· 7 min read ·

Capability Models vs. Syscall Filters: What Capsicum and seccomp Reveal About Process Sandboxing

Source: lobsters

Process sandboxing has two dominant approaches in the Unix world, and they disagree at a fundamental level about what the problem actually is. Capsicum, developed at the University of Cambridge and shipped in FreeBSD 9.0 in 2011, is a capability-based framework: it strips a process of ambient authority and lets it operate only through file descriptors with explicitly limited rights. seccomp, originally added to the Linux kernel in 2.6.23 and extended with BPF-based filtering in 3.5 (2012), is a syscall filter: it intercepts system calls and decides, per call, whether to allow or deny them. Vivian Voss’s comparison covers the mechanics well. What’s worth digging into is why the two approaches diverge so sharply, and what that divergence costs in practice.

What Ambient Authority Actually Means

The classic Unix security model gives every process a user identity and lets it access any resource that identity can reach. This is ambient authority: the process doesn’t need to explicitly hold a ticket to /etc/passwd to open it; it just opens it, and the kernel checks whether the current uid is allowed. Capsicum’s insight is that ambient authority is the real problem. A sandboxed process running as the same user still has the ability to open arbitrary files, look up paths, and call execve unless something intervenes.

Capabilities solve this by making authority explicit and object-bound. Instead of a process identity that implicitly grants access to a namespace, you have file descriptors that carry their own permission sets. Before a process enters capability mode, it opens the files and sockets it needs, restricts those descriptors to the minimum required rights, and then calls cap_enter(). After that call, the process can no longer open new paths, and any descriptor it tries to use beyond its stated rights returns ENOTCAPABLE.

#include <sys/capsicum.h>

/* Restrict a socket to read and write only */
cap_rights_t rights;
cap_rights_init(&rights, CAP_READ, CAP_WRITE);
if (cap_rights_limit(sock_fd, &rights) < 0)
    err(1, "cap_rights_limit");

/* Irrevocably enter capability mode */
if (cap_enter() < 0)
    err(1, "cap_enter");

/* From here: open() fails, path lookups fail,
   but read(sock_fd) and write(sock_fd) work */

The critical property is that cap_enter() is irrevocable. The process cannot leave capability mode. It can’t call cap_enter() again to restore permissions it gave up. The rights on a descriptor can be further restricted but never expanded. This is a one-way ratchet, which is exactly what a sandbox needs to be.

How seccomp Works Instead

seccomp takes the opposite approach: it doesn’t touch ambient authority at all. The process still runs as the same user with the same file namespace. What seccomp does is intercept system calls at the kernel boundary and evaluate them against a BPF program installed by the process itself.

#include <seccomp.h>

scmp_filter_ctx ctx = seccomp_init(SCMP_ACT_ALLOW);

/* Deny specific syscalls */
seccomp_rule_add(ctx, SCMP_ACT_ERRNO(EPERM), SCMP_SYS(open), 0);
seccomp_rule_add(ctx, SCMP_ACT_ERRNO(EPERM), SCMP_SYS(openat), 0);
seccomp_rule_add(ctx, SCMP_ACT_ERRNO(EPERM), SCMP_SYS(execve), 0);

seccomp_load(ctx);
seccomp_release(ctx);

The filter operates on syscall numbers and up to six arguments. It cannot dereference pointers. This is a deliberate kernel design choice to prevent time-of-check/time-of-use (TOCTOU) races: if the filter checked a filename by reading from userspace, the process could change the filename between the check and the actual syscall. So the filter sees integer arguments only. For openat, it can check the flags integer; it cannot read the path string.

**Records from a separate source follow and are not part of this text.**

PR #19618, opened 2022-01-23
Rearrange 'dij' output curly brace and commas

Talos878:
**Checklist**

- [x] Closing issues: #issue

**Description**

update dij so that the output doesn't have inconsistent use of curly braces

### DIFF
--- a/libr/core/cmd_debug.c
+++ b/libr/core/cmd_debug.c
@@ -5287,8 +5287,9 @@ static int cmd_debug(void *data, const char *input) {
 				break;
 			case 'j': // "dij"
 				P ("{");
-				P ("\"stopreason\":\"%s\"}\n", r_debug_reason_to_string (stop));
+				P ("\"stopreason\":\"%s\"", r_debug_reason_to_string (stop));
 				if (rdi) {
+					P (",");
 					const char *s = r_signal_to_string (core->dbg->reason.signum);
 					P ("\"type\":\"%s\",", r_debug_reason_to_string (core->dbg->reason.type));
 					P ("\"signal\":\"%s\",", r_str_get_fail (s, "none"));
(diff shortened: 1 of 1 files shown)


trufae:
Please, switch to use the PJ api, its safer and cleaner way to serialize json. Thanks

Talos878:
What is the PJ api?

trufae:
Check libr/util/pj.c and grep for uses in the source with `git grep r_core_pj_new`

Talos878:
Okay, I will make a separate pull request in the future in esilsolve when switching over, cause I think that uses the old api. Do you know is the person who made esilsolve still active with it?

trufae:
The author of esilsolver wrote radius which is a replacement for it. So i assume its not as maintained as radius

Talos878:
I saw radius but haven't had the time to truly learn rust, so I avoided it since I am just doing this for learning purposes. For now I am going to mark this closed, and will open another request later if I do anything with radius or esilsolve

aemmitt-ns:
esilsolve does not use dij, and only uses di to check whether a debugger is being used. same with radius. but they might use dij in the future so thanks for the fix

Talos878:
Hells yeah, that would be awesome. How much longer have you been working on radius since esilsolve? Also what made you choose to write your own solver, rather than try to append functionality to something like angr to make it be able to handle esil instructions? Thanks for the tool

aemmitt-ns:
ok i realized that i switched to just checking `di` in uncommitted changes, so they are pushed now and r200.py should work again. been working on radius for like 9 months? and i mostly made it just cuz i liked ESIL and wanted to try using it for symbolic execution. its really nice to be able to write ESIL expressions to do quick things, like in the ESILSolve r2 plugin or the `radius2` cmd line tool. `radius2` is really easy to use you can install it with `cargo install radius2` and do cool things like solve r200 with just `radius2 -p r200 -s stdin 48 str -X Incorrect -m 0x4007ba` and it takes ~0.1 seconds not ~2.4 like for ES. And you can write hooks in ESIL so like if you add `-H main SP,1,+,.` itll print out rsp+1 when it starts main. radius adds two ESIL operators `.` to print an arg and `_` which constrains the arg to be  != 0. So nearly everything you might want to do in a hook can be done with a short ESIL string. Its great for rapidly trying things in a flexible way that other frameworks like angr and manticore are too slow and annoying for.

trufae:
@Talos878 do you have the other PR using PJ ready?

Talos878:
Sorry, no. Give me a week or two. I have some things I have to sort through
before I can get to that.

PR #19619, opened 2022-01-23
Support for Capstone EVM disassembly

sylvainpelissier:
**Checklist**

- [ ] Closing issues: #issue

**Description**
Initial plugin for Capstone disassembly support.


trufae:
I commited only the anal.evm.cs plugin on purpose. RAsm api now uses RAnal plugins as disassembler backends. so there's no need to duplicate the logic here and there. If you want to help ont hat process, the plan is to move all the asm plugins and make the analop callback handle the DISASM mask

sylvainpelissier:
Sorry, I will help on that.

PR #19630, opened 2022-01-25
Dont SIGINT in RCons when used in a thready way ##cons

trufae:
**Checklist**

- [ ] Closing issues: #issue

**Description**

### DIFF
--- a/libr/cons/cons.c
+++ b/libr/cons/cons.c
@@ -2240,8 +2240,8 @@ R_API void r_cons_thready(void) {
 	}
 	r_th_lock_enter (r_cons_lock);
 	r_cons_instance = R_NEW0 (RCons);
-	r_th_lock_leave (r_cons_lock);
 	C->unbreakable = true;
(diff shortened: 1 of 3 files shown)


libr/cons/cons.c
```diff
@@ -2235,6 +2241,7 @@ R_API void r_cons_thready(void) {
 	r_th_lock_enter (r_cons_lock);
 	r_cons_instance = R_NEW0 (RCons);
 	r_th_lock_leave (r_cons_lock);
+	C->unbreakable = true;
```
meme, line 2244: Shouldn't we be holding the `r_cons_lock` while setting `unbreakable = true`?

meme (changes requested):

libr/cons/cons.c
trufae: totally. and this is why i shouldnt merge things when having migraine :D 

thnks for the catch!

PR #19635, opened 2022-01-27
fix esil for bnd jmp x86 instrs and cmn arm instrs ##esil

aemmitt-ns:
**Checklist**

- [ ] Closing issues: #issue

**Description**

This PR fixes the an issue where `bnd jmp` instructions had ESIL corresponding to `repne jmp` because Intel MPX changed the `repne` prefix to mean `bnd` on control flow instructions. it was a security thing that no longer does anything so we too will ignore it 

It also fixes the `cmn` instruction ESIL which is supposed to compare the negative of the register value to the second operand, but instead was being treated as a normal cmp.

### DIFF
--- a/libr/anal/p/anal_arm_cs.c
+++ b/libr/anal/p/anal_arm_cs.c
@@ -1895,10 +1895,8 @@ static int analop64_esil(RAnal *a, RAnalOp *op, ut64 addr, const ut8 *buf, int l
 		break;
 	}
 	case ARM64_INS_CCMP:
-	case ARM64_INS_CCMN:
 	case ARM64_INS_TST: // cmp w8, 0xd
 	case ARM64_INS_CMP: // cmp w8, 0xd
-	case ARM64_INS_CMN: // cmp w8, 0xd
 		ARG64_APPEND(&op->esil, 1);
 		COMMA(&op->esil);
 		ARG64_APPEND(&op->esil, 0);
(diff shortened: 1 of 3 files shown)


aemmitt-ns:
not sure whats going on in the failed tests, some weird capstone thing ?

libr/anal/p/anal_arm_cs.c
```diff
@@ -1895,10 +1895,8 @@ static int analop64_esil(RAnal *a, RAnalOp *op, ut64 addr, const ut8 *buf, int l
 		break;
 	}
 	case ARM64_INS_CCMP:
-	case ARM64_INS_CCMN:
 	case ARM64_INS_TST: // cmp w8, 0xd
 	case ARM64_INS_CMP: // cmp w8, 0xd
-	case ARM64_INS_CMN: // cmp w8, 0xd
 		ARG64_APPEND(&op->esil, 1);
```
trufae, line 1900: Add a space before (

trufae (changes requested):
Fix the space before the ( in calls and i'll merge. The current failing tests are because of capstone-next being wrong

libr/anal/p/anal_arm_cs.c
trufae: i found some more cases like this on already existing code. so i merged and im fixing it in local .thanks for the contrib!

PR #19636, opened 2022-01-27
WIP: Add safe static lock initialization ##util

meme:
**Checklist**

- [ ] Closing issues: #issue

**Description**

* Allows RThreadLock to be initialized on acquisition, which means global locks do not need to be heap allocated

Note: MSVC does not support C11 atomics so those users should make sure they are wearing their seatbelts. I think we could use Windows APIs instead for interlocked exchange/store.


meme:
Closed in favour of https://github.com/radareorg/radare2/pull/19645

PR #19662, opened 2022-02-01
Fix Negative Offset in Hexdump Json Output

AandersonL:
**Checklist**

- [ ] Closing issues: #issue
- [ x] Mark this if you consider it ready to merge

**Description**

When the user try to get a json output of a negative relative offset in the `px` command, it will always get a fixed `256` data block.

This fix will rely in the `core->num->value` instead the `core->blocksize` when passing it to `r_print_jsondump` making the output correct.

How to reproduce:

`xj -10`

### DIFF
--- a/libr/core/cmd_print.c
+++ b/libr/core/cmd_print.c
@@ -6541,7 +6541,7 @@ static int cmd_print(void *data, const char *input) {
 		r_cons_break_push (NULL, NULL);
 		switch (input[1]) {
 		case 'j': // "pxj"
-			r_print_jsondump (core->print, core->block, core->num->value, 8);
+			r_print_jsondump (core->print, core->block, len, 8);
 			break;
 		case '/': // "px/"
 			r_core_print_examine (core, input + 2);
--- a/libr/core/cmd_print.c
+++ b/libr/core/cmd_print.c
@@ -6541,7 +6541,7 @@ static int cmd_print(void *data, const char *input) {
 		r_cons_break_push (NULL, NULL);
 		switch (input[1]) {
 		case 'j': // "pxj"
-			r_print_jsondump (core->print, core->block, core->blocksize, 8);
+			r_print_jsondump (core->print, core->block, core->num->value, 8);
 			break;
 		case '/': // "px/"
 			r_core_print_examine (core, input + 2);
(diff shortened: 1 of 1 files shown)


libr/core/cmd_print.c
```diff
@@ -6541,7 +6541,7 @@ static int cmd_print(void *data, const char *input) {
 		r_cons_break_push (NULL, NULL);
 		switch (input[1]) {
 		case 'j': // "pxj"
-			r_print_jsondump (core->print, core->block, core->blocksize, 8);
+			r_print_jsondump (core->print, core->block, core->num->value, 8);
```
trufae, line 6544: Can you test this patch? See other cases how it takes the data.
```suggestion
			r_print_jsondump (core->print, core->block, len, 8);
```

also can you add a test to ensure the output is correct for positive and negative offsets, as well as 0

trufae (changes requested):

libr/core/cmd_print.c
trufae: In the tests try also bigger output than the blocksize. Something like:

```
pxj 10
pxj -10
b 16
pxj
pxj 32
pxj-32
```

AandersonL:
```
b 16
pxj
pxj 32
pxj-32
```
The following tests produced a wrong output from the negative value, it cames 16 bytes instead 32

trufae: Yep, i can confirm this issue too. But i think it's fixed if you pass buf and len.

Please create a new test by adding those lines in `test/db/cmd/cmd_print` and run it like this `r2r -i test/db/cmd/cmd_print`.

libr/core/cmd_print.c
```diff
@@ -6541,7 +6541,7 @@ static int cmd_print(void *data, const char *input) {
 		r_cons_break_push (NULL, NULL);
 		switch (input[1]) {
 		case 'j': // "pxj"
-			r_print_jsondump (core->print, core->block, core->blocksize, 8);
+			r_print_jsondump (core->print, core->block, len, 8);
```
trufae, line 6544:
```suggestion
			r_print_jsondump (core->print, buf, len, 8);
```

libr/core/cmd_print.c
trufae: ping?

PR #19692, opened 2022-02-12
Fix order of operations in the ESIL code of pop with memory operand

nemarci:
**Checklist**

- [ ] Closing issues: #issue

**Description**

The ESIL code of the x86 instruction `pop [rsp]` was wrong, because the calculated memory destination was the value of `rsp` **before** the `pop` instruction; this is wrong behaviour according to the Intel manual:

If the ESP register is used as a base register for addressing a destination operand in memory, the POP instruction computes the effective address of the operand after it increments the ESP register.


trufae:
Can you add a test? that's such an important thing to take into account for not repeating that bug in the future. I think this issue has been fixed a couple of times at least :_

thanks

PR #19696, opened 2022-02-13
Even moar v850 esil

brainstorm:
IIRC, I was looking at the signextend macros for ESIL and they were not doing the right thing, need to revisit the remaining few insns that we need:

```
mulh
sar
set1
sld.hu
sld.w
sst.b
st.b
st.h
st.w
sxh
tst1
zxb
zxh
```


trufae:
superseeded by https://github.com/radareorg/radare2/pull/19698

PR #19699, opened 2022-02-13
Allow to override build date with SOURCE_DATE_EPOCH

bmwiedemann:
**Checklist**

- [ ] Closing issues: #issue
- [X] Mark this if you consider it ready to merge
- [ ] I've added tests (optional)
- [ ] I wrote some lines in the [radare2book](https://github.com/radareorg/radare2book)

**Description**

Allow to override build date with `SOURCE_DATE_EPOCH`
in order to make builds reproducible.
See https://reproducible-builds.org/ for why this is good
and https://reproducible-builds.org/specs/source-date-epoch/
for the definition of this variable.
This date call only works with GNU date. *Is MacOS-support required?*

Also use UTC to be independent of timezone.

This is the equivalent of 6b260b87c3345568ebeddf57fbe95c864ee8baf2 for meson.

This PR was done while working on [reproducible builds for openSUSE](https://en.opensuse.org/openSUSE:Reproducible_Builds).

PR #19705, opened 2022-02-13
Rework `SOURCE_DATE_EPOCH` usage be portable

bmwiedemann:
**Checklist**

- [ ] Closing issues: #issue

**Description**

As a follow-up of #19699,
Rework `SOURCE_DATE_EPOCH` usage in meson to be portable
to make @rofl0r and FreeBSD users happy.

Please test.

### DIFF
--- a/meson.build
+++ b/meson.build
@@ -72,11 +72,12 @@ endif
 if host_machine.system() == 'windows'
   r2birth = run_command('cmd', '/c', 'echo %date%__%time%')
 else
-  source_date_epoch = run_command('sh', '-c', 'echo $SOURCE_DATE_EPOCH').stdout().strip()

This limitation has real consequences. You cannot write a seccomp filter that says “allow openat only for paths under /tmp”. You can say “deny openat entirely” or “allow openat only with O_RDONLY”. Anything finer than syscall-level control on non-pointer arguments requires a different mechanism.

The Return Actions and Their Uses

seccomp filters return one of several actions, and the diversity of actions is part of what makes seccomp useful beyond simple blocking:

  • SECCOMP_RET_ALLOW: let the call proceed
  • SECCOMP_RET_ERRNO(n): return an error without entering the kernel
  • SECCOMP_RET_TRAP: send SIGSYS to the process
  • SECCOMP_RET_TRACE: notify an attached ptrace tracer
  • SECCOMP_RET_KILL_PROCESS: terminate the process immediately
  • SECCOMP_RET_USER_NOTIF: notify a userspace supervisor (added in Linux 5.0)

The SECCOMP_RET_USER_NOTIF action is particularly interesting because it enables what’s called a supervisor model: a separate process can intercept syscalls, inspect them, and decide whether to allow them. This is how gVisor and similar userspace kernels work. The sandboxed process makes a syscall, the supervisor receives a notification with the full argument set (in the supervisor’s address space, not the sandboxed one), and responds with a result.

Application Structure and Adoption Friction

The architectural difference between the two models shows up most clearly in how applications have to be structured to use them.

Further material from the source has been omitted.